= Task prompt =
Check each line of the entries below for the word "back", and copy the lines that have it.

---------- Records shown

PR #127, opened 2026-08-23
fix(catalog): coerce NumPy scalar measurements at the boundary; refuse the rest

### LINKED ISSUE #126: Catalog: NumPy scalar measurements are stored as all-NULL, silently excluding episodes from curated manifests
### Version or commit

main @ 08e9eac (built from source; also reproduces on any recent commit -- the branch in _insert_dependent_rows predates it)

### Environment

Ubuntu 24.04 (WSL2), CPython 3.12, x86_64. No Docker needed -- pure SDK surface (catalog + curation)

### Minimal reproduction

Two identical checks appended through the normal path (`CheckRunRow` -> `Catalog.append_episode`, i.e. what `@app.check()` results become), differing only in scalar type:

```python
import tempfile
from pathlib import Path

import numpy as np

import hflow
from hflow.catalog import Catalog, CheckRunRow
from hflow.curation import open_catalog_connection
from hflow.transform import EpisodeStamps

STAMPS = EpisodeStamps(
    schema_version="episode/v1", pipeline_version="repro",
    ffmpeg_version="n/a", robot_software_version=None,
)

work = Path(tempfile.mkdtemp())

def append(name, measurements):
    canonical = work / f"{name}.canonical.mcap"
    canonical.write_bytes(name.encode())
    row = CheckRunRow(
        check_name="camera_blackout", check_version="v1", critical=True,
        status=hflow.CheckStatus.MEASURED, duration_s=0.1,
        measurements=measurements,
    )
    print(name, Catalog(work / "catalog").append_episode(
        canonical_path=canonical, stamps=STAMPS,
        episode_metadata={}, check_rows=[row]).written)

# same logical outcome, only the types differ
append("numpy_episode", {"black_pct": np.float32(0.4),
                         "frame_count": np.int64(120), "camera_ok": np.bool_(True)})
append("python_episode", {"black_pct": 0.4,
                          "frame_count": 120, "camera_ok": True})

conn = open_catalog_connection(work / "catalog")
print(conn.execute("SELECT key, value_double, value_text, value_bool "
                   "FROM measurements ORDER BY episode_id, key").fetchall())
print(conn.execute("SELECT episode_id FROM episodes "
                   "WHERE black_pct < 1.0 AND status != 'quarantined'").fetchall())
```

**Expected behavior**
Both episodes pass the manifest filter. Any scalar type a check plausibly returns (Python or NumPy, and QC code lives in NumPy) should round-trip into `value_double`/`value_text`/`value_bool`, so the wide `episodes` view exposes it and SQL predicates like the README's `WHERE black_pct < 1.0` see it.

**Actual behavior**
The NumPy episode vanishes from the manifest query. Its measurement rows are written, keys present, but all three value columns are NULL, and in SQL `NULL < 1.0` is falsy. No error or warning anywhere:

```
== raw storage: the measurements table ==
  key=black_pct    value_double=None   value_text=None   value_bool=None   <- numpy episode
  key=camera_ok    value_double=None   value_text=None   value_bool=None
  key=frame_count  value_double=None   value_text=None   value_bool=None
  key=black_pct    value_double=0.4    value_text=None   value_bool=None   <- python episode
  key=camera_ok    value_double=None   value_text=None   value_bool=True
  key=frame_count  value_double=120.0  value_text=None   value_bool=None

SELECT ... WHERE black_pct < 1.0 AND status != 'quarantined'
  -> only the python-float episode comes back
```

Root cause: the storage branches at `src/hflow/catalog.py:307-314` accept exactly Python `int`/`float`/`str`/`bool`. `isinstance(np.float32(0.4), float)` -> False, `isinstance(np.int64(120), int)` -> False, `isinstance(np.bool_(True), bool)` -> False (only `np.float64` subclasses `float`, by accident). Each failed branch falls through to `None`.

**Additional context**
This sits on the README's six-line example: `result` in `hflow.CheckResult(measurements=result)` comes from user QC code, which returns NumPy scalars almost always (`np.mean()`, array indexing, `np.bool_` verdicts). Tenet #2 ("Evidence, not verdicts") fails quietly here. Coverage denominators lie and curated datasets shrink with nothing flagging it.

Checked before filing:
- `catalog.py:256-258` already knows these values arrive ("numpy integers/bools reach here untouched") but only routes them through `default=repr` for the fingerprint. Side effect: `np.float32(0.4)` and `float(0.4)` fingerprint differently, so the same logical outcome can split into two runs instead of replaying idempotently.
- `tests/test_catalog_curation.py:522` enshrines the loss: it asserts append succeeds and fingerprint is stable, but never reads values back. Its own comment (:535-536) says smuggling NumPy scalars past the declared type is "exactly what real check code does."
- `tests/test_runtime_bundle.py:877-879` claims catalog.py "accommodates numpy scalars in measurements because those are user data." Accommodated for fingerprints, discarded at storage.

Fix shape (not implemented): normalize at one choke point in `_insert_dependent_rows`. `np.generic` -> `.item()` is lossless for every NumPy scalar and also fixes the replay-split, since coerced values fingerprint identically. Refuse loudly, naming check/key/received type, for anything else. Extend `test_append_accepts_non_json_measurement_scalars` into a round-trip assertion, plus a regression that a NumPy-measured episode survives `WHERE black_pct < 1.0`. Existing catalogs keep their NULLs (append-only), worth a sentence in the PR.

Happy to take this if the coerce-vs-refuse split sounds right.

### Expected behavior

Both episodes survive the manifest filter. A measurement value of any scalar type a check plausibly returns (Python or NumPy scalars -- robotics QC code lives in NumPy) round-trips into value_double/value_text/value_bool, so the wide episodes view exposes it and SQL predicates like the README's own `WHERE black_pct < 1.0` see it.

### Actual behavior

Only the python-float episode comes back from the filter. The numpy one disappears silently.

Its measurement row IS written, just with every value column NULL:

    key=black_pct    value_double=None  value_text=None  value_bool=None   <- numpy episode
    key=camera_ok    value_double=None  value_text=None  value_bool=None
    key=frame_count  value_double=None  value_text=None  value_bool=None
    key=black_pct    value_double=0.4   value_text=None  value_bool=None   <- python episode
    key=camera_ok    value_double=None  value_text=None  value_bool=True
    key=frame_count  value_double=120.0 value_text=None  value_bool=None

And in SQL `NULL < 1.0` is NULL (falsy), so that row can never pass any threshold predicate.

Cause: the storage branches at src/hflow/catalog.py:307-314 accept exactly Python types:

    isinstance(np.float32(0.4), float) -> False
    isinstance(np.int64(120), int)     -> False
    isinstance(np.bool_(True), bool)   -> False
    isinstance(np.float64(0.4), float) -> True   # the one accidental survivor

Each failed branch falls through to None. No error or warning at any point.

### Additional context

This hits the README's six-line example directly: result in hflow.CheckResult(measurements=result) is whatever the user's QC function returned, and QC code returns numpy scalars constantly (np.mean(), array indexing, np.bool_ flags). Tenet #2 is "evidence, not verdicts" -- right now evidence gets recorded as a coverage lie instead of an error, and curated datasets quietly shrink.

What I checked before filing:

- catalog.py:256-258 already knows these values arrive ("numpy integers/bools reach here untouched") but only routes them through default=repr for fingerprinting. Side effect of that split: np.float32(0.4) and float(0.4) produce different fingerprints, so the same logical outcome appends twice instead of replaying idempotent.
- tests/test_catalog_curation.py:522 locks the current behavior in. It asserts written=True and stable fingerprints but never reads the values back, and its comment at :535 says smuggling numpy scalars past the declared type is "exactly what real check code does".
- tests/test_runtime_bundle.py:877 states catalog.py "accommodates numpy scalars in measurements because those are user data". True for fingerprints, false for storage.

Fix shape I'd suggest (not implemented): normalize at one choke point in _insert_dependent_rows. np.generic -> .item() is lossless for every numpy scalar and also fixes the fingerprint split, since coerced values hash identically. Anything outside int/float/str/bool/np.generic should raise naming the check, key, and received type rather than write NULLs, matching the registration-time refusals from #93/#86. Then extend test_append_accepts_non_json_measurement_scalars into a real round-trip test and add one regression through open_catalog_connection asserting a numpy-measured episode survives WHERE black_pct < 1.0. Existing catalogs keep their old NULL rows (append-only), worth a sentence in the PR.

Can take this one if the approach sounds right.

Sagar-024:
Closes #126

## Summary

Fixes silent data loss in the catalog: NumPy scalar measurements (`np.float32`, `np.int64`, `np.bool_`) were stored as NULL while their keys still landed, causing curation predicates like `WHERE black_pct < 1.0` to silently drop those episodes and splitting replay idempotence by scalar flavor. Now every scalar round-trips, replays converge on value equality, and exotic non-JSON types refuse loudly at the boundary.

## Why

Checks return NumPy scalars constantly (`np.mean()`, indexing, `np.bool_` verdicts), but measurement storage branched on exactly Python int/float/str/bool -- which only np.float64 subclasses. Every other flavor fell through to NULL columns while its key still landed, so the README's own `WHERE black_pct < 1.0` example silently dropped those episodes. The same logical outcome could also split into two runs depending on which scalar flavor a check happened to return that day (np.float32(0.4) vs float(0.4) fingerprinted differently; np.float64 survived by accident).

The fix is one choke point: `append_episode` normalizes measurements before anything consumes them -- both `_run_fingerprint` and `_insert_dependent_rows` now receive one normalized `check_rows`. `np.generic` coerces via `.item()`; anything else raises naming the check, key, and received type (#93/#86 tone), replacing silent NULLs. With values guaranteed JSON-native, `default=repr` is gone from the run fingerprint along with the comment describing the leak it papered over. Nothing but measurements ever fed the non-JSON path, and those were exactly the values being destroyed; exotic types now refuse loudly at the boundary instead of hashing successfully and storing NULLs.

One deliberate scope line: equal values across scalar flavors now replay as one run regardless of flavor, but a genuinely different value stays a distinct outcome -- float32 rounding of 0.4 differs from the float64 literal in the 8th decimal, and coercing cannot (and should not) fuse them. #126's replay example therefore converges on value equality, not flavor equality; happy to take a different ruling if you want float32-quantized identity.

Existing catalogs keep their old NULL rows: append-only, nothing migrates.

Enrichment labels reach the same path (`app.py` packs them into `CheckRunRow.measurements`), so they are covered for free -- with a test.

## Validation

```bash
uv run ruff check --fix src tests       # clean
uv run ruff format src tests            # clean
uv run ty check src tests               # clean
uv run pytest -q                        # 662 passed, 3 skipped
```

## Checklist

### DIFF
--- a/src/hflow/catalog.py
+++ b/src/hflow/catalog.py
@@ -35,11 +35,12 @@ import hashlib
 import json
 import tempfile
 from collections.abc import Sequence
-from dataclasses import dataclass, field
+from dataclasses import dataclass, field, replace
 from datetime import UTC, datetime
 from pathlib import Path
 
 import duckdb
+import numpy as np
 
 from hflow.format import CATALOG_FORMAT_VERSION
 from hflow.steps import CheckResult, CheckStatus, Interval, MeasurementValue
@@ -255,6 +256,31 @@ def content_episode_id(canonical_path: Path) -> str:
     return digest.hexdigest()[:16]
 
 
+def _normalized_measurements(
+    check_name: str, measurements: dict[str, MeasurementValue]
+) -> dict[str, MeasurementValue]:
+    """Coerce NumPy scalars to Python scalars; refuse anything else loudly.
+
+    Real check code returns NumPy scalars (np.mean(), indexing, np.bool_
+    verdicts), and only np.float64 subclasses a Python type -- the rest used
+    to fall through every storage branch into all-NULL value columns while
+    the key still landed. Coercion happens here, before anything consumes
+    the values, so one np.float32(0.4) and float(0.4) outcome fingerprints
+    and stores identically instead of splitting into two runs.
+    """
+    normalized: dict[str, MeasurementValue] = {}
+    for key, value in measurements.items():
+        if isinstance(value, np.generic):
+            value = value.item()
+        if not isinstance(value, MeasurementValue):
+            raise ValueError(
+                f"check {check_name!r} measured {key!r} as {type(value).__name__}: "
+                "measurements hold one int/float/str/bool per key"
+            )
+        normalized[key] = value
+    return normalized
+
+
 def _run_fingerprint(
     episode_id: str,
     pipeline_version: str,
@@ -283,11 +309,8 @@ def _run_fingerprint(
         }
         for row in check_rows
     ]
-    # default=repr: measurement values are user data and may be non-JSON
-    # scalars (numpy integers/bools reach here untouched); repr keeps the
-    # fingerprint deterministic instead of crashing the whole append.
     check_outcomes.sort(
-        key=lambda outcome: json.dumps(outcome, sort_keys=True, separators=(",", ":"), default=repr)
+        key=lambda outcome: json.dumps(outcome, sort_keys=True, separators=(",", ":"))
     )
     payload = json.dumps(
         {
@@ -298,7 +321,6 @@ def _run_fingerprint(
         },
         sort_keys=True,
         separators=(",", ":"),
-        default=repr,
     )
     return hashlib.sha256(payload.encode()).hexdigest()[:12]
 
@@ -451,6 +473,14 @@ class Catalog:
         address for local roots).
         """
         episode_id = content_episode_id(canonical_path)
+        # One normalized shape feeds every consumer below -- the run
+        # fingerprint, the replay repair pass, and the dependent-table
+        # inserts. Normalizing any later would let np.float32(0.4) and
+        # float(0.4) hash as two outcomes while storing NULL columns.
+        check_rows = [
+            replace(row, measurements=_normalized_measurements(row.check_name, row.measurements))
+            for row in check_rows
+        ]
         run_fingerprint = _run_fingerprint(
             episode_id,
             stamps.pipeline_version,
--- a/tests/test_catalog_curation.py
+++ b/tests/test_catalog_curation.py
@@ -519,8 +519,8 @@ def test_constrained_curate_writes_the_manifest_but_refuses_outside_reads(
         )
 
 
-def test_append_accepts_non_json_measurement_scalars(tmp_path: Path) -> None:
-    """numpy scalars are user data: they must fingerprint, not crash the append."""
+def test_numpy_scalar_measurements_round_trip(tmp_path: Path) -> None:
+    """NumPy scalars from real check code store readable values, not NULLs."""
     import numpy as np
 
     canonical = tmp_path / "e.canonical.mcap"
@@ -532,9 +532,12 @@ def test_append_accepts_non_json_measurement_scalars(tmp_path: Path) -> None:
         critical=False,
         status=hflow.CheckStatus.MEASURED,
         duration_s=0.1,
-        # cast: deliberately smuggling user-supplied non-JSON scalars past the
+        # cast: deliberately passing user-supplied NumPy scalars past the
         # declared MeasurementValue type -- exactly what real check code does.
-        measurements=cast(dict, {"count": np.int64(3), "flag": np.bool_(True)}),
+        measurements=cast(
+            dict,
+            {"ratio": np.float32(0.4), "frames": np.int64(3), "flag": np.bool_(True)},
+        ),
     )
     result = catalog.append_episode(
         canonical_path=canonical,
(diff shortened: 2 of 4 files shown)


kstonekuan (approved):
LGTM, merging. You took the correction and put the coercion where it actually fixes both halves, and the replay test is careful in the way that matters — using `np.float64(0.5)`/`0.5` for the idempotence claim and saying in the docstring why float32 rounding of 0.4 is a genuinely different value rather than papering over it. Verified on top of current `main` (post-#131): 717 passed, ruff/format/ty clean.

Two things I checked that are not yours to fix, recorded so the next person does not rediscover them:

**A `None` measurement now raises where it used to write NULL.** Undeclared — `MeasurementValue` has no `None` member — but it worked, and a check returning `None` for "could not measure this episode" will now fail that episode's append. I think refusing is correct and I am keeping it: NULL is now the signal that nothing stored a value, and admitting `None` would recreate the exact ambiguity this PR removes. A check with nothing to say should omit the key. I will document it rather than ask you to change anything.

**Interval bounds have the same hole and are already broken.** `Interval.start_ns` declares `int`, and `np.int64` bounds fail on `main` today too — DuckDB throws `NotImplementedException` at insert. Your change moves the failure earlier with a clearer message (`not JSON serializable`), so removing `default=repr` regressed nothing. Separate issue if it ever bites someone.

Sagar-024:
Thanks for the review and the merge. Glad the None refusal is staying 
a check with nothing to say should omit the key, and NULL now means
"nothing stored a value."

The interval-bounds hole is the same bug class one screen over, so I can
file it as its own issue with a repro (np.int64 start_ns -> DuckDB
NotImplementedException on main) if that's useful. Otherwise I'll leave
it until it bites someone.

--------------------

= Answer to this problem =
  -> only the python-float episode comes back
- `tests/test_catalog_curation.py:522` enshrines the loss: it asserts append succeeds and fingerprint is stable, but never reads values back. Its own comment (:535-536) says smuggling NumPy scalars past the declared type is "exactly what real check code does."
Only the python-float episode comes back from the filter. The numpy one disappears silently.
- tests/test_catalog_curation.py:522 locks the current behavior in. It asserts written=True and stable fingerprints but never reads the values back, and its comment at :535 says smuggling numpy scalars past the declared type is "exactly what real check code does".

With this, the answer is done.